Derby to celebrate ‘inventor’ of the hot dog

Which Englishman has made the greatest impact on the United States of America? Let’s hear it for Harry M Stevens, eldest son of James Stevens, a foreman of Midland Railway Locomotive in Derby.

 

“The Harry Stevens Hot Dog Street Party”, at Annie’s Burger Shack on Saturday August 10, is a timely reminder of his influence on popular American culture. Not to mention, an opportunity to once again pay tribute to the man who allegedly “invented” the hot dog – the world’s most popular fast food.

 

Even the legendary Babe Ruth was proud to call the man from Derby: “My second dad”.

 

Credited, also, with designing the baseball scorecard still used to this day, and with pioneering the drinking of soda through a paper straw, Harry’s major claim to fame is nevertheless the way in which his name is now synonymous with the hot dog.

 

Born in Derby more than one hundred and fifty years ago, Harry became a caterer in his home-town – supplying, amongst others, Normanton Barracks with milk – before emigrating with his family to Ohio in the 1880s. The entrepreneurial flair, which he put to such great effect later in life, led him to believe that he could make money from catering at large sporting events in the United States.

 

The most popular story concerning Harry Stevens relates to a chilly April day at New York City’s Polo Ground, in 1901. By now, Stevens had the catering concession for major league baseball games, but was losing money trying to sell ice cream and cold soda. He sent out his salesmen to buy up all of the ‘dachshund’ sausages they could find, along with rolls to put them in, and encouraged his vendors to go round the ground shouting “They’re red hot. Get your dachshund sausages here”.

 

The story continues that newspaper cartoonist Tad Dorgan, short on ideas and working to a tight deadline, drew inspiration from what he saw and drew a barking dachshund sausage nestling in a roll. Not sure how to spell “dachshund”, he scrawled the words “hot dog” on his cartoon instead.

 

The drawing became famous. So did the hot dog’s connection with baseball. And another American icon was born.

 

Academic and historic research may have subsequently proven that others before Stevens – from the 1stCentury AD, through to vendors outside student dorms in the 1890s – had been eating, and selling, sausages in bread and buns long before Stevens’ invention.
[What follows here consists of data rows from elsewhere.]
PR #1086, opened 2022-10-06
Fix Chrom Double Edge Dance aerial momentum

black-calculus:
Updates Chrom's aerial side special momentum behavior to function like Roy's, which it should have been since the update to Roy's side special
Params chanegd:
 - Double Edge Dance initial aerial vertical speed decreased 1.2 -> 1.0
 - Double Edge Dance horizontal momentum multiplier increased 0.715 -> 0.8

But none remain as deeply entrenched in American culture as the Derbeian’s dachshund.

 

“The Harry Stevens Hot Dog Street Party” at Annie’s Burger Shack – a little piece of Rhode Island, USA, inside a beautiful 1937 Grade II listed building at Friary Street – will be a free-to-attend day of music, entertainment and plenty of food.

 

It will also feature a gin bar, a cider bar, baseball dunk tank, vintage motocycles and cars, a dachshund dash for charity, kids games, and the screening of a 1952 baseball game.